#### Working data
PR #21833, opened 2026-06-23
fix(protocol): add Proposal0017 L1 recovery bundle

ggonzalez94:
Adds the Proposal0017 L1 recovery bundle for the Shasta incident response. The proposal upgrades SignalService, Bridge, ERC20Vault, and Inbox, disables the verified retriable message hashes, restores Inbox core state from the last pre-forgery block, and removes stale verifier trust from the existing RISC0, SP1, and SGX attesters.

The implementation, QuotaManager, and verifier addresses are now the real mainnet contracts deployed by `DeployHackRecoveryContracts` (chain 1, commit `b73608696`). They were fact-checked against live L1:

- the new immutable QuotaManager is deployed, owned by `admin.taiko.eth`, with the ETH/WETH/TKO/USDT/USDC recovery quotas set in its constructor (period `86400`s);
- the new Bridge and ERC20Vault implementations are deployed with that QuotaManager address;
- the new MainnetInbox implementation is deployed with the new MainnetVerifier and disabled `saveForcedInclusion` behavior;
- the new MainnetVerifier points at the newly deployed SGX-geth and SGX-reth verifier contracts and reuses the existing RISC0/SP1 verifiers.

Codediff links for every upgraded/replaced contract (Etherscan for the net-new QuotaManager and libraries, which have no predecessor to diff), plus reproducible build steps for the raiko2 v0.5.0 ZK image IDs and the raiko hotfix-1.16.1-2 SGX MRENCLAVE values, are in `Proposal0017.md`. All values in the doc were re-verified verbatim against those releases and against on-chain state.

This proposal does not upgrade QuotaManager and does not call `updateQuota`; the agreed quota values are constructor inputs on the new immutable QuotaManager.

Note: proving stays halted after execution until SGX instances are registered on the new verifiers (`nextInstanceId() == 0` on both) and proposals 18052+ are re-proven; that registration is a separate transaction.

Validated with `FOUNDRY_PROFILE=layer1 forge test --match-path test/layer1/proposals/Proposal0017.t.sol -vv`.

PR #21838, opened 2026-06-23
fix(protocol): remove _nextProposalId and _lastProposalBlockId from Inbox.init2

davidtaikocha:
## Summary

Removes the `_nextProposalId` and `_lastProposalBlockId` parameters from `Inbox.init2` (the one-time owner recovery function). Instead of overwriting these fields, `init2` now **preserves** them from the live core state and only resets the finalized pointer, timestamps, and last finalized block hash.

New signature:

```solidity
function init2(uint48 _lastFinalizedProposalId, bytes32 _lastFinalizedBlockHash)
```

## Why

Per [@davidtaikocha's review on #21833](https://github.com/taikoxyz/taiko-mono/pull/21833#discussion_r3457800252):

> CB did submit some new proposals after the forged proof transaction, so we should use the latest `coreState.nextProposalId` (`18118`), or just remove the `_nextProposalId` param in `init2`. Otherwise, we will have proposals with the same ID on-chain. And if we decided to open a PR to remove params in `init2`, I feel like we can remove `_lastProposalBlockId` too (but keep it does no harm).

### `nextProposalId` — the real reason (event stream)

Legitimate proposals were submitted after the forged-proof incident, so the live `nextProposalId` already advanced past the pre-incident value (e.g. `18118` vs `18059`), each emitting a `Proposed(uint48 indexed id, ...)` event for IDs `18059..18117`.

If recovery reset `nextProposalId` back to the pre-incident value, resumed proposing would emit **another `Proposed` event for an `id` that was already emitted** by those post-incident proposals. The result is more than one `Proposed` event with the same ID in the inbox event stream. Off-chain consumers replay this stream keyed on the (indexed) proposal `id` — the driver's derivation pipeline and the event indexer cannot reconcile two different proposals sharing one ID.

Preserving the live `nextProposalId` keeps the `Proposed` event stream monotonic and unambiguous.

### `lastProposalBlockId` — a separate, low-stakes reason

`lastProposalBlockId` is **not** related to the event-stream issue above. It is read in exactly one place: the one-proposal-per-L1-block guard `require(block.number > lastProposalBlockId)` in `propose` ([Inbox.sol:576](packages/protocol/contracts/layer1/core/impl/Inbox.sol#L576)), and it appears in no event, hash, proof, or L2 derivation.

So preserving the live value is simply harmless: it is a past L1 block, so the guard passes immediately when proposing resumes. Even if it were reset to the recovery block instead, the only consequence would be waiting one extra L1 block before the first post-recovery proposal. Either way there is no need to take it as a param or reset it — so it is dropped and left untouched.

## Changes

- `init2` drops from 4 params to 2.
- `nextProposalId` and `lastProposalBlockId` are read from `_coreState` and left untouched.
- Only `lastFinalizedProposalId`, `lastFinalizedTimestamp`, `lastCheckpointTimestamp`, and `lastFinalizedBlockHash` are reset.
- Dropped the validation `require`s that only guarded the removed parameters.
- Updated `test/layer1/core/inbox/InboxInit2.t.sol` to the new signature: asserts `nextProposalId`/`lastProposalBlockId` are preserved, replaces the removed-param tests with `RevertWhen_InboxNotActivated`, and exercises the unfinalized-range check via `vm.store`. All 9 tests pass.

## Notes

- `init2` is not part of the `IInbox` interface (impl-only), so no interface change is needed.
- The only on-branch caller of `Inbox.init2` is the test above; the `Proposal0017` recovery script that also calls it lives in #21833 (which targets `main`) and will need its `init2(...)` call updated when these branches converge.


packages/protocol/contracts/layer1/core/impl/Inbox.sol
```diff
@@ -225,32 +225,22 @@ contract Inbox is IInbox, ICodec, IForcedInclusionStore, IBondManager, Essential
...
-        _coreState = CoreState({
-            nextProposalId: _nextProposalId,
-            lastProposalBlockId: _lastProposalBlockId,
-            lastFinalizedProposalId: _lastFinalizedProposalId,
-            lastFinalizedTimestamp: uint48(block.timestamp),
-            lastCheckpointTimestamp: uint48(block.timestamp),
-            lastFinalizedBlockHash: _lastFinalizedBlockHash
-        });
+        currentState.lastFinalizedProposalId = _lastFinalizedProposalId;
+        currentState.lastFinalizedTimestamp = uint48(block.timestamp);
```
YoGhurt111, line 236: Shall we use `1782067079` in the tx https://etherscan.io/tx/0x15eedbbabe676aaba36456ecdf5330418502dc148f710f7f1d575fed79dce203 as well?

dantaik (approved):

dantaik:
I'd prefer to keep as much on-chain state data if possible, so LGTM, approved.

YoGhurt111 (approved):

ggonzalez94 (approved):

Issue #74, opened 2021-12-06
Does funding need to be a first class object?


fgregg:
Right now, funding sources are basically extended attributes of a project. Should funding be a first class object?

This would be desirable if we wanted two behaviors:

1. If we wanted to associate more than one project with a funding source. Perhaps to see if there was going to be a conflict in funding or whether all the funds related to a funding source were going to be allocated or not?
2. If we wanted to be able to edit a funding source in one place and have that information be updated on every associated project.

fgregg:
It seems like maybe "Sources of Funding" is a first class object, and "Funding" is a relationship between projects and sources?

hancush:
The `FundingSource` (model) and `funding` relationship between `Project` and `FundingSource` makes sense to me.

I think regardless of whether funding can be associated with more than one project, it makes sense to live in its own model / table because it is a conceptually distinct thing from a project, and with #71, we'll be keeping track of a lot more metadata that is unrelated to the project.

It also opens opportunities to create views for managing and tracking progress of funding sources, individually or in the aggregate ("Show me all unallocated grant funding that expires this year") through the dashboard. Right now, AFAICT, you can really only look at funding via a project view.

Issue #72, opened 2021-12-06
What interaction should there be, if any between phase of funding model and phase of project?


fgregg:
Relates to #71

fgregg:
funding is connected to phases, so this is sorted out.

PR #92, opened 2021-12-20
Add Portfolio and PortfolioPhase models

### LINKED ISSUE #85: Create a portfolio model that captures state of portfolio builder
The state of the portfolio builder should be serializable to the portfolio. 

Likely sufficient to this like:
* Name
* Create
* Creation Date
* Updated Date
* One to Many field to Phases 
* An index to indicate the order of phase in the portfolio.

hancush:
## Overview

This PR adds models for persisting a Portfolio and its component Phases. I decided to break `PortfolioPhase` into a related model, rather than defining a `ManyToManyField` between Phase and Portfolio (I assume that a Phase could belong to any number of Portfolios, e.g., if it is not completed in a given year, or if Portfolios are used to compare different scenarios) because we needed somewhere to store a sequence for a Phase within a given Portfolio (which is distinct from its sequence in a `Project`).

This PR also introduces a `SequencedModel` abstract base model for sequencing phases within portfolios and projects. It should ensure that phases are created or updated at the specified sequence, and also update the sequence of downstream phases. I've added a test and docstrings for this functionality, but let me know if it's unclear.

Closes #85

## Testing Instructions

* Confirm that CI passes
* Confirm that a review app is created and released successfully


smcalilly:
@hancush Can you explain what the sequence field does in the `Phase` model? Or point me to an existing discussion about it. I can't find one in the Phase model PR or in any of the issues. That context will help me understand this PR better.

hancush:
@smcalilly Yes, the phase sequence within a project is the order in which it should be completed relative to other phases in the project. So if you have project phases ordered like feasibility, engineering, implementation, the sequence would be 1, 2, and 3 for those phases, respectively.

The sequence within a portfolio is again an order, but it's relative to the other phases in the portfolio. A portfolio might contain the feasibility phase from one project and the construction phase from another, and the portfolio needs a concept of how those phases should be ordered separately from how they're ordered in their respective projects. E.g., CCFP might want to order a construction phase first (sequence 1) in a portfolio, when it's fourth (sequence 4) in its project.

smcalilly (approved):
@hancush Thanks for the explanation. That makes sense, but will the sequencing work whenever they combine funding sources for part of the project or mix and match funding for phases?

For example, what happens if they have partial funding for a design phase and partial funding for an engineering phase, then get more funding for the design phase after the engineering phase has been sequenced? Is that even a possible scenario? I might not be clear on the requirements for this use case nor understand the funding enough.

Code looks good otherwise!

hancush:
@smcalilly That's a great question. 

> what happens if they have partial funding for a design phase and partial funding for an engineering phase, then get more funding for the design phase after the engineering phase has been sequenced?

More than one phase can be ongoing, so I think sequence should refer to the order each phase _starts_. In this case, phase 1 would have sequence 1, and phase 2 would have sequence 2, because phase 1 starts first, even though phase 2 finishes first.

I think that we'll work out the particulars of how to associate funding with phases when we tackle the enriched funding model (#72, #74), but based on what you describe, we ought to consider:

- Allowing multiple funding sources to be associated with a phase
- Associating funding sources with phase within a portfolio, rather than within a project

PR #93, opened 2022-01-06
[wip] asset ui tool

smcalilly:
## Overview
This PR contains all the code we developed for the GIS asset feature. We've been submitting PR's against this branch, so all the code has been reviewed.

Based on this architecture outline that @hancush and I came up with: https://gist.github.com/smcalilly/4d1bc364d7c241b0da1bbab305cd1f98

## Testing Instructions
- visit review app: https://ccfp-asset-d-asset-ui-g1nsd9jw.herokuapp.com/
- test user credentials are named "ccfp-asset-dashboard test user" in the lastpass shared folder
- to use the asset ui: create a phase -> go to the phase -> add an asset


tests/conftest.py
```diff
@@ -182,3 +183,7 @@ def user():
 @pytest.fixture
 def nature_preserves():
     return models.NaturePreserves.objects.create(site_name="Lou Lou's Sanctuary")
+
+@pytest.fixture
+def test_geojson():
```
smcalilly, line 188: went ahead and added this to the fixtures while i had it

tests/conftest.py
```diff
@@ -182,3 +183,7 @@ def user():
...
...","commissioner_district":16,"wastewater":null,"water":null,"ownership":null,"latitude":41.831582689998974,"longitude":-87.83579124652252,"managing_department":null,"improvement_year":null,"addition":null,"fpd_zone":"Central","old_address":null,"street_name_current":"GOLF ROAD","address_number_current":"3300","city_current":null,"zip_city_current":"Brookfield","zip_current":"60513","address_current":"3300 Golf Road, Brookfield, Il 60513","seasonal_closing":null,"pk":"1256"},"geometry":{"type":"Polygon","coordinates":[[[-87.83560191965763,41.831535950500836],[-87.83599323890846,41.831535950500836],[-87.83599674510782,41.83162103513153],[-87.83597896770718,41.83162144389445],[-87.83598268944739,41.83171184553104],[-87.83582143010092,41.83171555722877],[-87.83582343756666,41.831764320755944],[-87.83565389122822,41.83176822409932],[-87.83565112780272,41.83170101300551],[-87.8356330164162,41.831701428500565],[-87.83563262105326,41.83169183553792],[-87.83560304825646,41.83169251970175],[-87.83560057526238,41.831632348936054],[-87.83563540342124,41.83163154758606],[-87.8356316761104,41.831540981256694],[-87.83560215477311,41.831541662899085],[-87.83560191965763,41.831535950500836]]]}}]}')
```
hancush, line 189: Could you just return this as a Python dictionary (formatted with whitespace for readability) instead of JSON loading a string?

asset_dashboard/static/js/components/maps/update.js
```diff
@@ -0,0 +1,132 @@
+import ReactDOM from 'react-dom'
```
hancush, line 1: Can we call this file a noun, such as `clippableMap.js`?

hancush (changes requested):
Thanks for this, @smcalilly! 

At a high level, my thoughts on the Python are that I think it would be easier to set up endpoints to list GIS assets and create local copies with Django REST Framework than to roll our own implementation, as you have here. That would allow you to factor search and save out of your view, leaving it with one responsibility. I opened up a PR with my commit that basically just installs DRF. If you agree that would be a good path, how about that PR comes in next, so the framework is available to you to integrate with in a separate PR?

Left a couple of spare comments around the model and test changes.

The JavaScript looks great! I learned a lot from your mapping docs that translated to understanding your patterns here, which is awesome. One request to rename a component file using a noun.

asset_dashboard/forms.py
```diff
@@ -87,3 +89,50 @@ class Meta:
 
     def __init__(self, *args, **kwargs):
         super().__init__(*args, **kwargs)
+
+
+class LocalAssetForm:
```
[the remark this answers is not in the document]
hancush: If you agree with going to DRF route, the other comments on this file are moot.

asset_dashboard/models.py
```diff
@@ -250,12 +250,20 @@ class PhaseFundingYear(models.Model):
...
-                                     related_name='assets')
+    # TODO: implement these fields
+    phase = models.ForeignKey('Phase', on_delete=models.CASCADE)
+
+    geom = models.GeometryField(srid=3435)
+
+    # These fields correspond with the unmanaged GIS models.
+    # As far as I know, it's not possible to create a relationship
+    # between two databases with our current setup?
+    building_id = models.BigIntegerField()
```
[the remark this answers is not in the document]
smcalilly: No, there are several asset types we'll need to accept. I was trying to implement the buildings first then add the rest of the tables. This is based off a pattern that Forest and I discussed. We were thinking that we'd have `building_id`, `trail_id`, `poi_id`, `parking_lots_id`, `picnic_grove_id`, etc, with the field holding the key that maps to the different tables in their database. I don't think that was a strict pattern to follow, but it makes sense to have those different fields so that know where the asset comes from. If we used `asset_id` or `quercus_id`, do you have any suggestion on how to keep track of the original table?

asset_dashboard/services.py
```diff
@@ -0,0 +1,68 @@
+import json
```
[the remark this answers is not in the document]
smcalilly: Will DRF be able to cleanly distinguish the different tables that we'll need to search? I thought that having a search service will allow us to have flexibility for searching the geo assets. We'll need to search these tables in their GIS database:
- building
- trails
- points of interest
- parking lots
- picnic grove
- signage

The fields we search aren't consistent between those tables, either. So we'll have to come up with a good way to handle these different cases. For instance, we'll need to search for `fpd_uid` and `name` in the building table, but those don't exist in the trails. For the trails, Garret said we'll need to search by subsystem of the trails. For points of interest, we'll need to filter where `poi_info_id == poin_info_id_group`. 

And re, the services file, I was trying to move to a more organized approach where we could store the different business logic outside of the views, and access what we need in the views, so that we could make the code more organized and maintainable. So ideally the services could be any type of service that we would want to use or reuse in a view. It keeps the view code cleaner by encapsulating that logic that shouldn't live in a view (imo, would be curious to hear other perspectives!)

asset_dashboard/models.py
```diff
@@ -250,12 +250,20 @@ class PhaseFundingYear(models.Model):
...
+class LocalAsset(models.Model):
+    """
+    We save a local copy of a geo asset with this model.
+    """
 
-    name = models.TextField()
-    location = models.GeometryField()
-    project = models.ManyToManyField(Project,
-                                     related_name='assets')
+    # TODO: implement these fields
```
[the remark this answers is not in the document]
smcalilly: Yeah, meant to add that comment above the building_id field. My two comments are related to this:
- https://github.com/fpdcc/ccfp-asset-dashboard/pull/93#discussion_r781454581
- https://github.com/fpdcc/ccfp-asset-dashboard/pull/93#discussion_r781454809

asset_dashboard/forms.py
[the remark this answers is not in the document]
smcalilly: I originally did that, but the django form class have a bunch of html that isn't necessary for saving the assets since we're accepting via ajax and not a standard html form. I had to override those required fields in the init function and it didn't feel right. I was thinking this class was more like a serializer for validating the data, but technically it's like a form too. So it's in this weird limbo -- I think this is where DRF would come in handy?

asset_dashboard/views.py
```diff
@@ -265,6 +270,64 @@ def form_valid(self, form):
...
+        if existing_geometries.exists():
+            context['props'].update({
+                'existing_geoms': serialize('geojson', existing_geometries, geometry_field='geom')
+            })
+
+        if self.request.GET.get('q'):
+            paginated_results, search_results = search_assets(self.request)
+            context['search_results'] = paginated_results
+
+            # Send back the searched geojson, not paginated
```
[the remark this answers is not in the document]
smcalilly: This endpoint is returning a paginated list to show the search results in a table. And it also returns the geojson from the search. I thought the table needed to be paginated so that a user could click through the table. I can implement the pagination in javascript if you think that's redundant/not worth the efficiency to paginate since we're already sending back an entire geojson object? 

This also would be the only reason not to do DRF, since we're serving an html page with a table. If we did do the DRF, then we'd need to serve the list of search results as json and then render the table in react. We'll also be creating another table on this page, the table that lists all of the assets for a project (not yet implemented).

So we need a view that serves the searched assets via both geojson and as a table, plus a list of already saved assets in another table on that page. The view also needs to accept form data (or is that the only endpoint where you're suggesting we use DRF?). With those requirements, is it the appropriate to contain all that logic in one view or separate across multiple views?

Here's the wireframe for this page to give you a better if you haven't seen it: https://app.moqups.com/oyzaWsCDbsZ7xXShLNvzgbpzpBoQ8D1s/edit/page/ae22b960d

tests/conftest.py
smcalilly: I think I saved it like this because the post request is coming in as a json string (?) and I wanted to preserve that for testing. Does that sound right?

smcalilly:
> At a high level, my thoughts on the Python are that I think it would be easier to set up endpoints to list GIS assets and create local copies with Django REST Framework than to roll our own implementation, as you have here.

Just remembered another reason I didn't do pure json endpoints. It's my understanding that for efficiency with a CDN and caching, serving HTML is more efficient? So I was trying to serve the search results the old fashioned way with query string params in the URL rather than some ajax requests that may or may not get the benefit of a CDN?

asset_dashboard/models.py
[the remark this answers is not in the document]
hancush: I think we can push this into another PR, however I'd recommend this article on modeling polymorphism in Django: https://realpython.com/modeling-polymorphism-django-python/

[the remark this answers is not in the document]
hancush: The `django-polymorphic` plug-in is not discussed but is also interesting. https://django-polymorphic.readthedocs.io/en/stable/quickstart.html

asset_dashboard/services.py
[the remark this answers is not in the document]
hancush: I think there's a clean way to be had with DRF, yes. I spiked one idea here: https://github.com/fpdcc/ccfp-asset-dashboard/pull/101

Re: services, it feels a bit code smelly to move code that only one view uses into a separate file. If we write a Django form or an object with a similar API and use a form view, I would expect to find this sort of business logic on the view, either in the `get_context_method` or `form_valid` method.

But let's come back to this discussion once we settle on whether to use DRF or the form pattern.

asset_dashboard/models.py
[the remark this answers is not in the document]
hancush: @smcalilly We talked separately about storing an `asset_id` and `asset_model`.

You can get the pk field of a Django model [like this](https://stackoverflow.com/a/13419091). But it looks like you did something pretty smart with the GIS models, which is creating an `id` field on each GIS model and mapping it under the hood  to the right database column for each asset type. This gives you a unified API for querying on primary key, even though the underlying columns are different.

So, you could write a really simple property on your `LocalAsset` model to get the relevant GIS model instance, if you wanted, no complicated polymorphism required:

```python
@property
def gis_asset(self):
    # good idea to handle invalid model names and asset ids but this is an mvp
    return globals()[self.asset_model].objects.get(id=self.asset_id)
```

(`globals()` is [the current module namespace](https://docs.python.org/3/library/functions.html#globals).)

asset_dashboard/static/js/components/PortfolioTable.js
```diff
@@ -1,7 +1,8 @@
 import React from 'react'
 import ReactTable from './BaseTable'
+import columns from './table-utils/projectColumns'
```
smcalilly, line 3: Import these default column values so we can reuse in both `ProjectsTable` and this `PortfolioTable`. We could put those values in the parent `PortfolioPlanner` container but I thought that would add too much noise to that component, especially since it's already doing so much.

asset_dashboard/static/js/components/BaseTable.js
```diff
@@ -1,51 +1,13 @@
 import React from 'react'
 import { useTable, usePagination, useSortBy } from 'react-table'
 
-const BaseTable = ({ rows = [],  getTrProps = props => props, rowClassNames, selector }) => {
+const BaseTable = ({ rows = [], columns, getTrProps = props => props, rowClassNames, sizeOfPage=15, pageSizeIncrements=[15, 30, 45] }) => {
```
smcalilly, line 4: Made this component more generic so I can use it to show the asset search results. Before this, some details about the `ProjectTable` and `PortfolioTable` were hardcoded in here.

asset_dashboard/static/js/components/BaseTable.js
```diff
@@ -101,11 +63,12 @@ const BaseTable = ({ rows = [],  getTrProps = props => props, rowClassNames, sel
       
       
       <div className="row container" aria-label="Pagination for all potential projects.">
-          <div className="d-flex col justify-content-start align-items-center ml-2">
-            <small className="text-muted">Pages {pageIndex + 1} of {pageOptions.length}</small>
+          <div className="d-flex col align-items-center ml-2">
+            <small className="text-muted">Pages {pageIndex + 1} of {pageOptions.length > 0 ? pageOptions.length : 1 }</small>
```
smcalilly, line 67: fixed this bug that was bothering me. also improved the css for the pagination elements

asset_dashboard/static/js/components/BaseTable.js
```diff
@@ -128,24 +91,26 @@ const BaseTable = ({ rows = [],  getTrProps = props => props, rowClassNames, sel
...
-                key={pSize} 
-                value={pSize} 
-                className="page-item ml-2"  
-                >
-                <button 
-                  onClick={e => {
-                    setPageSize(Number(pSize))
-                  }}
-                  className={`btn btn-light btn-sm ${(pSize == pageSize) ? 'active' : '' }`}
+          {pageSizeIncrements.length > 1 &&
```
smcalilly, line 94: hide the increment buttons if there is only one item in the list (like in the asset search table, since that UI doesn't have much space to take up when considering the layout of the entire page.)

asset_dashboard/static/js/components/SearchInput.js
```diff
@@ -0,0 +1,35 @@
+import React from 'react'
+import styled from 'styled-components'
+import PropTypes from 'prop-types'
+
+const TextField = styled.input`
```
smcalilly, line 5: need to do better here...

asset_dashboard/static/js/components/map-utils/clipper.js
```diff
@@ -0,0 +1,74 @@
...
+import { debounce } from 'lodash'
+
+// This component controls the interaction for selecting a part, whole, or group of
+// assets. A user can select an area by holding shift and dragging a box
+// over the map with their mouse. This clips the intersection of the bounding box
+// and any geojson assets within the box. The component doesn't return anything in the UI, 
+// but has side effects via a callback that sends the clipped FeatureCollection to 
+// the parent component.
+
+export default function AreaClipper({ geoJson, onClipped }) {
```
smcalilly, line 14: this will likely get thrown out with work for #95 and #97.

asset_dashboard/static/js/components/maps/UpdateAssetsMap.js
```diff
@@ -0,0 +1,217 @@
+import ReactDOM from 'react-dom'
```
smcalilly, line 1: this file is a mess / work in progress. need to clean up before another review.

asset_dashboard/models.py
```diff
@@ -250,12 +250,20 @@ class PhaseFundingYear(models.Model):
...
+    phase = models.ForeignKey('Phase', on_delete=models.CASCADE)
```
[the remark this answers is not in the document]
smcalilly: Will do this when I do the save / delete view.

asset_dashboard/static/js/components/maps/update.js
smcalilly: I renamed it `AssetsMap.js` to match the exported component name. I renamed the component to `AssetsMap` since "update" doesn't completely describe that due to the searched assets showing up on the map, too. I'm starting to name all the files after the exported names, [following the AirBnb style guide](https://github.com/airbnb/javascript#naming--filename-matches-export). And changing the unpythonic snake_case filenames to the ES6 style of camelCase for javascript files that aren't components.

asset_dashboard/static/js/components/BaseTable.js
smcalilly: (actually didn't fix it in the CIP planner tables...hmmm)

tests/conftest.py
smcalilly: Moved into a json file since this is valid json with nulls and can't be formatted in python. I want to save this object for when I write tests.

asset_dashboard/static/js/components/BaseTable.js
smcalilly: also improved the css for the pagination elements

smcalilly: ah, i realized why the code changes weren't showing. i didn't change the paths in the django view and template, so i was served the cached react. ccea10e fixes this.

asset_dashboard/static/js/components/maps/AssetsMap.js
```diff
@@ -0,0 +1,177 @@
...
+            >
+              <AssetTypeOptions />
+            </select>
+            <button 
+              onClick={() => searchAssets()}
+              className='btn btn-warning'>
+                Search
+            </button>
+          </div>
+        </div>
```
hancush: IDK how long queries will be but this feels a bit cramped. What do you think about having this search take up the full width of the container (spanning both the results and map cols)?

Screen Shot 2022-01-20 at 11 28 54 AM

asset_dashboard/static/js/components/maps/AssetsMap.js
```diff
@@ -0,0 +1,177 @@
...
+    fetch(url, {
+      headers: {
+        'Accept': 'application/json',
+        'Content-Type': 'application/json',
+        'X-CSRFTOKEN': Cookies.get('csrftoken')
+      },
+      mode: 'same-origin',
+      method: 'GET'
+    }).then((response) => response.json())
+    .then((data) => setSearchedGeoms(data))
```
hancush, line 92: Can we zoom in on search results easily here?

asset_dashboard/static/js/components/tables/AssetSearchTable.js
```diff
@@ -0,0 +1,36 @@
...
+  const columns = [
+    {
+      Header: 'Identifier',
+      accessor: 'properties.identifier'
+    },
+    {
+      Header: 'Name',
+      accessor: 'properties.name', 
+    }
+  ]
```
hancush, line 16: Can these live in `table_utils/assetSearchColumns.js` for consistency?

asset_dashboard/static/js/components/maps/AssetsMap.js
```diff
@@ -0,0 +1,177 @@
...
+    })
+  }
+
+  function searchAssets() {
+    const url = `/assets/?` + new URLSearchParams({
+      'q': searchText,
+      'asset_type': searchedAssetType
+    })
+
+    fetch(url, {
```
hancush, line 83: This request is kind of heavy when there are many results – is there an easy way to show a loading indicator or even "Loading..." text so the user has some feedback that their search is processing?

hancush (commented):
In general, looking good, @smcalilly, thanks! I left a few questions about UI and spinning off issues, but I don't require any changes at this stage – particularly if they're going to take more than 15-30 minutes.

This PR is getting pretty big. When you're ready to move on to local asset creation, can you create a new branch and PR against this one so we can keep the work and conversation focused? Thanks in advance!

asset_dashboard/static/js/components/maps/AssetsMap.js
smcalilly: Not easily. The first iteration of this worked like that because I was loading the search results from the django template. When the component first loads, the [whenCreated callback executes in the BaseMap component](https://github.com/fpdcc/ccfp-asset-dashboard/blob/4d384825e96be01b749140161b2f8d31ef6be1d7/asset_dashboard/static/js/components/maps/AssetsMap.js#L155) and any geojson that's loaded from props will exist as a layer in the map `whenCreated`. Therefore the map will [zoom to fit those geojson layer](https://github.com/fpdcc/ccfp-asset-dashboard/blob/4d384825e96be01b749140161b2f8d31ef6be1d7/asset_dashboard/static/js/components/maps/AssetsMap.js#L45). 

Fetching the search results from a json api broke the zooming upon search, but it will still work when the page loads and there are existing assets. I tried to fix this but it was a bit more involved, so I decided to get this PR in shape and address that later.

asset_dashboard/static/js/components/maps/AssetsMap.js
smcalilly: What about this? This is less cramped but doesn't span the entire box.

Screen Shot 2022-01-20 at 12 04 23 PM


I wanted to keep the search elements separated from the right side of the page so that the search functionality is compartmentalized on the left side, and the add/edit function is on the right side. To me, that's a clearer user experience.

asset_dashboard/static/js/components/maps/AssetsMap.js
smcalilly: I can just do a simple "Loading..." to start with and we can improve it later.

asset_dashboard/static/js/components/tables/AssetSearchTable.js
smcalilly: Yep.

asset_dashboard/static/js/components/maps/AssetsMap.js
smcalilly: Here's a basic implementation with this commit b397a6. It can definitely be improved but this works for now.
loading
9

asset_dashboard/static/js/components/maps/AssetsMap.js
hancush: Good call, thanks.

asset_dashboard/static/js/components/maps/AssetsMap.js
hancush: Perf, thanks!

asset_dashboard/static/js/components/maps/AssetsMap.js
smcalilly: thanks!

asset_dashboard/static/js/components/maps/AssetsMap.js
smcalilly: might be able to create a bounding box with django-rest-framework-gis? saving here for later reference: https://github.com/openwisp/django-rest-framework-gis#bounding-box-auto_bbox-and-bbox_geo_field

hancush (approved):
########
◆ Try it ◆
In the listing above, find each line containing "template" and copy it.

◆ Solution below ◆
smcalilly: ah, i realized why the code changes weren't showing. i didn't change the paths in the django view and template, so i was served the cached react. ccea10e fixes this.
smcalilly: Not easily. The first iteration of this worked like that because I was loading the search results from the django template. When the component first loads, the [whenCreated callback executes in the BaseMap component](https://github.com/fpdcc/ccfp-asset-dashboard/blob/4d384825e96be01b749140161b2f8d31ef6be1d7/asset_dashboard/static/js/components/maps/AssetsMap.js#L155) and any geojson that's loaded from props will exist as a layer in the map `whenCreated`. Therefore the map will [zoom to fit those geojson layer](https://github.com/fpdcc/ccfp-asset-dashboard/blob/4d384825e96be01b749140161b2f8d31ef6be1d7/asset_dashboard/static/js/components/maps/AssetsMap.js#L45). 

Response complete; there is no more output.